About the project
Suspending lives in extreme environment is fascinating. Indeed it is a conserved response that occurs in anoxia, a no-oxygen condition, in many organisms. This project will use model organisms including yeast and worms to elucidate the molecular mechanisms in sensing oxygen, arresting the cell cycle and recovering from anoxia through an interdisciplinary approach.
Many organisms can survive through extreme, adverse environments, including heat, cold, drought and no oxygen (anoxia). A protective mechanism, called suspended animation, temporarily pauses all cellular activities, including cell cycle progression, metabolism and movement. When the suspended animation ceases, organisms can recover from suspended animation without any harm or adverse effect. Anoxia-induced suspended animation has been observed in different domains and kingdoms, such as zebrafish, nematodes and yeast, even though the current earth atmosphere contains 20% oxygen. It is a fascinating, conserved response to the environment that must be important for the survival and adaptation of the species in evolutionary history.
In this project, the PhD student aims to elucidate the molecular mechanisms and cellular pathways involved in sensing oxygen, arresting cell cycle activities and recovering from anoxia through live-cell imaging, genetics and multi-omics analyses. The main supervisor’s lab has utilized the budding yeast S. cerevisiae gene deletion library and performed a genome-wide screen to identify mutants that do not grow well after recovery from anoxia. We have identified 35 anoxia-induced suspended animation (AIS) genes. The majority of them have conserved homologous genes in humans, but the functions of these genes in human or mammalian cells are largely unexplored.
The results of this project will be fundamental to our understanding of cell homeostasis, organism-environment interactions, and the evolution of lives. The basic knowledge learned from yeast, worms and cell lines can be used to induce longer and harmless suspended animation to extend the preservation time of donated cells, tissues or organs for transplantations. The investigation in anoxia-induced suspended animation and recovery is not only pertinent to cell and molecular biology, genetics, evolutionary biology, but also has medical and clinical relevance.

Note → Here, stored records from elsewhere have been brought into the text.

PR #120, opened 2021-08-27
Twilio

dillonhammer:
# Purpose

Rework notifications to use Twilio

<br>

# Tickets

https://trello.com/c/CxbutQVM/209-move-our-notification-system-away-from-facebook-notifications-to-twilio

# Contributors

@dillonhammer 
@megandouli 

# Feature List

- Add a Phone # verification modal when a user clicks to sign up for notifications
- Refactor existing notification toggles to send requests to new backend endpoint
- Remove all Facebook-related code

# Notes

Overall notification flow in `docs/Notifications.md`
New environment vars:
`NEXT_PUBLIC_NOTIFS_ENDPOINT`

<br>

# Checklist

- [ ] Approved by designers
- [x] Is passing tsc

<br>
@sandboxnu/searchneu


package.json
```diff
@@ -3,29 +3,25 @@
...
   },
   "dependencies": {
     "@babel/plugin-proposal-decorators": "^7.12.12",
-    "@prisma/client": "2.13.0",
     "@types/axios": "^0.14.0",
     "@types/jsonwebtoken": "^8.5.0",
     "@types/pg": "^7.14.7",
     "@wojtekmaj/enzyme-adapter-react-17": "^0.4.1",
     "amplitude-js": "^7.3.3",
+    "antd": "^4.16.9",
```
andrewydai, line 24: Can we use semantic-ui for out of the box stuff like buttons? It's already in the project and I think we should avoid adding external libraries if they're redundant. Alternatively, is there a specific reason we chose to use antd components for this pr? This comment is for all the spots that use antd

components/Header.tsx
```diff
@@ -23,19 +23,31 @@ import {
...
 type HeaderProps = {
   router: NextRouter;
   title: string;
   searchData: SearchResult;
   termAndCampusToURL: (t: string, newCampus: string, query: string) => string;
+  userInfo: UserInfo;
+  onSignOut: () => void;
 };
 
+export interface UserInfo {
```
andrewydai: can we move this to `types.ts` for consistency? I feel it was a common issue in the past for types to live in odd files and would be difficult to find. If there's no reason, I'd like to move it to `types.ts`

components/PhoneModal.tsx
```diff
@@ -0,0 +1,160 @@
...
+import { BarLoader } from 'react-spinners';
+
+interface PhoneModalProps {
+  visible: boolean;
+  onCancel: () => void;
+  onSignIn: (token: string) => void;
+  onSuccess: () => void;
+}
+
+export function PhoneModal({
```
andrewydai, line 16: I notice a lot of functions, useStates, and general bulkiness to this component. I think it would be beneficial to  either make it a class component (and with state and methods on the class), or make it have a service file of some sort to increase readability

components/PhoneModal.tsx
```diff
@@ -0,0 +1,160 @@
...
+      .post(`${process.env.NEXT_PUBLIC_NOTIFS_ENDPOINT}/sms/signup`, {
+        phoneNumber: `+${countryCode}${phoneNumber}`,
+      })
+      .then(() => {
+        setPhoneValidationMessage('');
+        if (!submitted) setSubmitted(true);
+        setResendDisabled(true);
+        setTimeout(() => setResendDisabled(false), 30 * 1000);
+      })
+      .catch((error) => {
```
andrewydai, line 43: Also think we should fix all the linting warnings in this file

components/PhoneModal.tsx
```diff
@@ -0,0 +1,160 @@
...
+        setLoading(false);
+        setResendDisabled(false);
+        setResponseMessage(
+          'Error: Please try again or request a new verification code.'
+        );
+      });
+  };
+
+  const onCountryCodeChange = (value: any): void => {
```
andrewydai: Could maybe consolidate some of these validator functions into one number validator function that takes an argument, a function (state setter), and maybe a regex (but that doesn't look necessary right now).

components/PhoneModal.tsx
andrewydai: For the event.target.value typing which is being used as `any` in this file, can maybe use something like `HTMLInputElement`. Unsure if this works though, have to test a little

components/PhoneModal.tsx
```diff
@@ -0,0 +1,160 @@
...
+  const [submitted, setSubmitted] = useState(false);
+  const [resendDisabled, setResendDisabled] = useState(false);
+  const [verificationCode, setVerificationCode] = useState('');
+  const [loading, setLoading] = useState(false);
+  const [phoneValidationMessage, setPhoneValidationMessage] = useState('');
+  const [responseMessage, setResponseMessage] = useState('');
+
+  const onPhoneNumberSubmit = (): void => {
+    axios
+      .post(`${process.env.NEXT_PUBLIC_NOTIFS_ENDPOINT}/sms/signup`, {
```
andrewydai, line 34: Might be nice to have some additional regex validation here so we don't need to send a request to the backend to know we have an issue. Thoughts?

components/PhoneModal.tsx
```diff
@@ -0,0 +1,160 @@
...
+        setResendDisabled(false);
+        setResponseMessage(
+          'Error: Please try again or request a new verification code.'
+        );
+      });
+  };
+
+  const onCountryCodeChange = (value: any): void => {
+    const reg = /^\d*$/;
+    if (!isNaN(value) && reg.test(value)) {
```
andrewydai: I think this is redundant. Aren't these regex's only verifying each character is a numeric value (which isNaN does too)? I think it'd be good to have a regex that allows for `()` and `-` since those are common

components/ResultsPage/Results/NotifSignUpButton.tsx
```diff
@@ -0,0 +1,12 @@
+import React, { ReactElement } from 'react';
+import { Button } from 'antd';
+
+interface NotifSignUpButtonProps {
+  onNotifSignUp: () => void;
+}
+
+export default function NotifSignUpButton({
```
andrewydai, line 8: I think this button is maybe too simple to be a component. It basically provides users a button that they can only control the `onClick` prop for and has unchangeable text. I think it's probably fine to just make this one line inline element in the `SignUpForNotifications.tsx`

pages/[campus]/[termId]/search/[query].tsx
```diff
@@ -105,6 +140,9 @@ export default function Results(): ReactElement | null {
               results={searchData.results}
               loadMore={loadMore}
               hasNextPage={searchData.hasNextPage}
+              userInfo={userInfo}
```
Comment (andrewydai) [inline pages/[campus]/[termId]/search/[query].tsx:145]: I am a little concerned about the passing of all these props down the massive component tree. The 2 reasons I am worried are:
1. This bloats code, as every intermediary component between this component and the SignUpForNotifications component has to add these to their props list and their props interfaces
2. This could cause problems in performance as changes on this data can cause a ripple of rerenders on our state tree when we really only want to rerender parts of it.
In terms of solutions, I would reference this [React context](https://reactjs.org/docs/context.html#when-to-use-context). React context are a bit involved and maybe too heavy handed here, composition might be the way to go. Essentially, in composition we would pass down the SignUpForNotifications component from the top to where it's needed (inversion of control). 

It might not be the right thing to do here, LMK what you think I'm open to suggestions.

docs/Notifications.md
```diff
@@ -1,33 +1,52 @@
...
+  - TWILIO_PHONE_NUMBER
+  - TWILIO_VERIFY_SERVICE_ID
+  - CLIENT_ORIGIN
+  - JWT_SECRET
+- Frontend:
+  - NEXT_PUBLIC_NOTIFS_ENDPOINT
+
+## Sending Notifications
+
+TODO: @Megan
```
andrewydai, line 41: Is this still a TODO or does this refer to the prod setup of our twilio endpoints? I thought the backend code was done for texting

andrewydai (changes requested):

megandouli (commented):
leaving a comment so I don't forget, we should remove the FB alert and add a new one about SMS notifications

docs/Notifications.md
megandouli: yeah the backend code isn't totally done, just have the minimal stuff out. I'll create a ticket for these things.

components/PhoneModal.tsx
megandouli: hmm there is a good amount of state on this component but I didn't find it very hard to read or understand, and splitting it up might just make it harder to figure out how pieces are connected so I'm leaning towards not breaking this component up.

components/PhoneModal.tsx
megandouli: I think we can use `string` for `target.value` instead of `any`.

components/PhoneModal.tsx
megandouli: country codes should only ever by numbers so I think this regex check is fine... however, it's true that valid phone numbers _could_ have `()` and `-` so I think we're going to remove the regex check in `onPhoneChange` and basically allow them to put in whatever, then perform a regex check before submitting the phone number to the backend, stripping out the extra valid characters.

components/PhoneModal.tsx
megandouli: yee

components/ResultsPage/Results/NotifSignUpButton.tsx
megandouli: true, it is a very simple component right now but I can imagine it getting a little more complicated when we implement Diana's designs, so I'd prefer to leave it as it is.

kiminkim724:
I changed onPhoneNumberSubmit so that the code automatically adds the dashes for the phone number as they input each number. So the users are only allowed to input numbers, which means that the only cases that would return an invalid phone number would be when the phone number isn't long enough or it's an invalid phone number. I was wondering if I should create a separate function to check for the phone number length or just have an if statement at the top of onPhoneNumberSubmit to check for this?

components/PhoneModal.tsx
```diff
@@ -0,0 +1,189 @@
...
+
+  const onCountryCodeChange = (value: string): void => {
+    const reg = /^\d*$/;
+    if (!isNaN(parseInt(value)) && reg.test(value)) {
+      setCountryCode(value);
+    }
+  };
+
+  const onPhoneChange = (value: string): void => {
+    console.log(`Phone number: ${value}`);
```
andrewydai: Remove

components/PhoneModal.tsx
```diff
@@ -0,0 +1,189 @@
...
+    const reg = /^[\d-]*$/;
```
andrewydai: Maybe we should move all these regex's outside of the component to a constant at the top of this file. Some are reused, but also redeclaring them every function call seems akin to doing `new RegExp()` everytime as per this [post](https://stackoverflow.com/questions/9750338/dynamic-vs-inline-regexp-performance-in-javascript/32523333) which could be expensive

components/PhoneModal.tsx
```diff
@@ -0,0 +1,189 @@
...
+    const val = value.split('-').join('');
+    if (
+      value == '' ||
```
andrewydai: Always use triple equals with JS/TS. Double equals is strange, and will return true for things like `1 == "1"`. I'm honestly surprised we don't have a linter to yell at this lol

components/PhoneModal.tsx
```diff
@@ -0,0 +1,189 @@
...
+      (!isNaN(parseInt(value)) &&
```
andrewydai: NaN is falsy, meaning in a boolean expression it is false. In this case, parseInt() will give NaN if it is not a number, so you don't need isNaN.

andrewydai: Actually, this may give 0 itself which is falsy, so maybe keep this.

components/PhoneModal.tsx
```diff
@@ -0,0 +1,189 @@
...
+        }
+        setPhoneNumber(value);
+      }
+      console.log(value.length);
+      value.length == 12 ? setResendDisabled(false) : setResendDisabled(true);
+    }
+  };
+
+  // checks if the given Phone Number has dashes in the correct places
+  function checkPhoneNumberDashes(value: string): boolean {
```
andrewydai: Let's try to keep style in the same, especially because this is already in a function body, aka `const functionName = () =>`. Also, I prefer predicate functions be named as a function, `isPhoneNumberDashesValid` for example.

components/PhoneModal.tsx
```diff
@@ -0,0 +1,189 @@
...
+    console.log(`Phone number: ${value}`);
+    const reg = /^[\d-]*$/;
+    const val = value.split('-').join('');
+    if (
+      value == '' ||
+      (!isNaN(parseInt(value)) &&
+        reg.test(value) &&
+        checkPhoneNumberDashes(value))
+    ) {
+      if (value == '') {
```
andrewydai: Isn't this redundant?

components/PhoneModal.tsx
```diff
@@ -0,0 +1,189 @@
...
+        setPhoneNumber(value);
+      } else {
```
andrewydai: Can replace with `else if() {` on same line

components/PhoneModal.tsx
andrewydai: Also, unsure if this is necessary given the invariant restriction above and that users can enter dashes. At least from what i understand, let me know

components/PhoneModal.tsx
```diff
@@ -0,0 +1,189 @@
...
+        if (val.length < 9) {
+          value = val.match(/.{1,3}/g).join('-');
+        }
+        setPhoneNumber(value);
+      }
+      console.log(value.length);
```
andrewydai: remove

components/PhoneModal.tsx
```diff
@@ -0,0 +1,189 @@
...
+      value.length == 12 ? setResendDisabled(false) : setResendDisabled(true);
```
andrewydai: In general with this function, i'm a little lost what the logic flow is. Maybe some comments or walk through would help me.

andrewydai (changes requested):
Overall, the changes implemented are good, but the logic around the phone is iffy to me, and there's some syntax/convention issues that should be cleaned up. LMK if you have questions!

components/PhoneModal.tsx
kiminkim724: I think the regex check should already check if it's a number, so honestly, I think the whole isNaN check might be redundant? Any thoughts on that?

components/PhoneModal.tsx
kiminkim724: I got rid of the function, I found a better way to implement the dashes in the phone number.

components/PhoneModal.tsx
kiminkim724: I realized the problem was when I was calling the regexp to add dashes in the phone number wouldn't work when the length is zero, so I just checked if the length was greater than zero in the statement below.

components/PhoneModal.tsx
kiminkim724: I've cleaned up the code so it's a lot simpler, I'll try to leave some comments to explain what some of the parts do.

components/PhoneModal.tsx
```diff
@@ -0,0 +1,175 @@
...
+}: PhoneModalProps): ReactElement {
+  const [countryCode, setCountryCode] = useState('1');
+  const [phoneNumber, setPhoneNumber] = useState('');
+  const [submitted, setSubmitted] = useState(false);
+  const [resendDisabled, setResendDisabled] = useState(true);
+  const [verificationCode, setVerificationCode] = useState('');
+  const [loading, setLoading] = useState(false);
+  const [phoneValidationMessage, setPhoneValidationMessage] = useState('');
+  const [responseMessage, setResponseMessage] = useState('');
+  const phoneReg = /^\d*$/;
```
andrewydai: sorry this is nitpicky, let's do this outside the PhoneModal function but not with the imports, just before this function. And use all caps to signify a constant.

andrewydai (approved):

PR #125, opened 2021-10-07
Add total aggregation value in filter headers

puneetjohal:
# Purpose

Add total aggregation value in filter headers to improve user understanding of how many results are being displayed. The aggregation is equal to the number of results being displayed because of the selected filters. The total aggregation value is omitted when there are no filters selected. 

<br>

# Tickets

https://trello.com/c/65DClxKh

# Contributors

- @puneetjohal 

# Notes

Expected behavior with no filters applied:
image

Expected behavior with filters applied:
image

Expected behavior when the user searches for something else without clearing filters and the selected filters no longer apply to any search results (ex. you search for "japanese buddism", apply the JPNS and CLTR subject filters, and then search for "cs2500" without clearing filters):
image

<br>

# Checklist

- [x] Approved by designers
- [x] Is passing tsc
- [ ] ~~Has documentation and comments in code~~
- [ ] ~~Has test coverage for code~~

<br>
@sandboxnu/searchneu


megandouli (changes requested):
I don't think this behavior makes sense... I select the `CS` subject filter which has 69 results, so I'd expect the aggregation value to be 69 instead of 1478. @beccajohnson17 what do you think?

Screen Shot 2021-10-09 at 5 04 18 PM

beccajohnson17:
I agree with @megandouli that once a filter is chosen, then the header should update to show the running total of all filters selected. So it would say 69, but if EECE was added, it would be 114. Also a side question but wouldn't the Class Type also have a running total?

puneetjohal:
Waiting on designer input for this one.

utils/filterUtils.ts
```diff
@@ -0,0 +1,12 @@
+export function getTotalAggregation(selected, options): string {
```
megandouli, line 1: nit: I think it makes more sense for this function to return a number instead of a formatted string. The name implies it returns a total so it shouldn't also be concerned with string formatting

utils/filterUtils.ts
```diff
@@ -0,0 +1,12 @@
...
+  if (selected.length > 0) {
+    let selectedOptions = options.filter((option) =>
```
megandouli, line 3: just make this a const to remove the lint error

megandouli (approved):
looks good! just 2 super minor things

puneetjohal:
We're ditching this design, I'll put in a new PR for the new design.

The supervisory team includes supervisors from several organisations. Please contact the Lead Supervisor for more information about the team.
The INSPIRE DTP programme provides comprehensive personal and professional development training alongside extensive opportunities for students to expand their multi-disciplinary outlook through interactions with a wide network of academic, research and industrial/policy partners. The student will be registered at the University of Southampton and hosted at the School of Biological Sciences.
Specific training will include: molecular and cell biology techniques, transgenic techniques in yeast, C. elegans, zebrafish and cell lines, live-cell imaging in anoxic chamber, assay development on organelle dynamics, omics analyses, including but not limited to genome-wide phenotypic screening, RNA-sequencing, chromatin immunoprecipitation followed by DNA sequencing (chIP-seq), and proteomics. The candidate will integrate knowledge obtained from different omics platforms. The candidate will also learn about the conservation and evolution changes by studying several distantly evolved model organisms, and try to apply the knowledge in human cells. Therefore, this project will provide training on investigation of basic cellular mechanisms, and transforming the basic knowledge to solve outstanding questions in tissue preservation.
In addition to wet and dry lab skills, the student will have the opportunities to interact with scientists in multiple disciplines, including biologists, chemists, engineers, clinicians, and set up collaboration. The student will present the progress of the research in international conferences.